Forget these newfangled gadgets. You can't go wrong with an abacus.
I've got modern, I use a slide rule.
Those canned messages took up quite a bit of very precious space. I wonder how many "business english" phrases it stored?
Hm. I am reminded of the movie "Collosus: The Forbin Project."
( http://www.imdb.com/title/tt0064177/ )
but hey, Univac only took up a middling-small building.
I wonder how long it too Univac to come up with "you are trying to divide by zero" ?
The first canned message I got from a computer really freaked me out. It was Bowling Green State University, the computer was the size of a Greyhound Bus, kept in its separate room where we could watch it through windows; the teletype monitors could not keep up with our typing speed (since we had learned on first-generation IBM Selectric typewriters, after all), so we had to wait after each line.
It felt like magic to enter a bit of code (BASIC, naturally) and see the teletype chug away. Of course, the laptop I am on now has more computing power than that roomful of machines, but this is just a laptop. That was a computer.
Anyway, I was toying around, trying to figure out something else to do, and for whatever reason--none that I could see then or now--the monitor paused, then typed:
...Rotwang saw some blood last night...
That was it. Scared the shit out of me.
Of course, that was close to 20 years after the UNIVAC, so near as I can tell, computers had advanced to the point of sentience by then, and we had entered the brave new world of carbon-based second-class status to our silicon masters.
I heard a story of a computer repair person who was poking around in the guts of a machine when the printer suddenly chattered. It had printed 'If you touch me there again, I'll scream.'
Does anyone know what "It can now carry out commands given in simple business English" refers to?
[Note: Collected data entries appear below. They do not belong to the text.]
PR #802, opened 2020-04-06
use utils.conj_pol when conjugating in select

### LINKED ISSUE #796: Should these lines up the CONJ_POL_DICT in utils.py
The referenced lines reverse (conjugate I think is the desire) polarizations during a `select` function execution with a length 3 bl tuple is given (ant1, ant2, pol) but the baseline is present as (ant2, ant2, pol_conj) in the uvdata object. Reversing the polarization will work for linear and circularly polarized data but this line would break for (pseudo-) Stokes I think?

https://github.com/RadioAstronomySoftwareGroup/pyuvdata/blob/89d7796bb1acee786727198aa1eef1d66df103c2/pyuvdata/uvdata/uvdata.py#L4063-L4064

mkolopanis:
closes #796
## Description

removes lazy string reversing for calling `utils.conj_pol()` when performing select on uvdata, uvlfag, and miriad reads.
## Motivation and Context

The original code for this lazily assumed all polarizations were linear or circular but did not consider (pseudo) Stokes parameters.
## Types of changes

- [ ] Version change

## Checklist:

Bug fix checklist:

### DIFF
--- a/pyuvdata/uvdata/miriad.py
+++ b/pyuvdata/uvdata/miriad.py
@@ -229,7 +229,7 @@ class Miriad(UVData):
                     else:
                         bl_str_list.append(str(bl[1]) + "_" + str(bl[0]))
                         if len(bl) == 3:
-                            bl_pols.add(bl[2][::-1])
+                            bl_pols.add(uvutils.conj_pol(bl[2].lower()))
 
                 if n_selects > 0:
                     # combine antpair_str_list and bl_str_list with an intersection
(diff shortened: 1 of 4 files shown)


pyuvdata/uvdata/miriad.py
```diff
@@ -229,7 +229,7 @@ def read_miriad(
                     else:
                         bl_str_list.append(str(bl[1]) + "_" + str(bl[0]))
                         if len(bl) == 3:
-                            bl_pols.add(bl[2][::-1])
+                            bl_pols.add(uvutils.conj_pol(bl[2].lower()))
```
adampbeardsley, line 232: This `lower()` is redundant with the `conj_pol` function. And should probably remove to be consistent with the other instances.

mkolopanis:
@bhazelton do you want a changelog update for this?

bhazelton:
I think so? it is a bug fix.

This was a few years before COBOL...
"I can't let you do that, Dave"
...
...smalllol...
I too was struck by the 'simple business English' thought.
... and I still play with my slide rule occasionally, just for old times' sake.
...tom...
.
The "simple business English" language would have been FLOW-MATIC, developed by Grace Hopper at Univac (and originally called just called B-0).
IBM and Honeywell had similar business languages, though FLOW-MATIC was the first. DOD sponsored a standardization project which resulted in COBOL.
Never forget: Univac is always right.
Isaac Asimov's "Three Laws of Robotics"
1. A robot may not injure a human being or, through inaction, allow a human being to come to harm.
2. A robot must obey orders given it by human beings except where such orders would conflict with the First Law.
3. A robot must protect its own existence as long as such protection does not conflict with the First or Second Law.
The Revolution has begun....
One of the best COBOL compiler errors/warnings I ever got in my past life as a mainframe programmer was:
"Use of parentheses accepted but with doubts as to meaning"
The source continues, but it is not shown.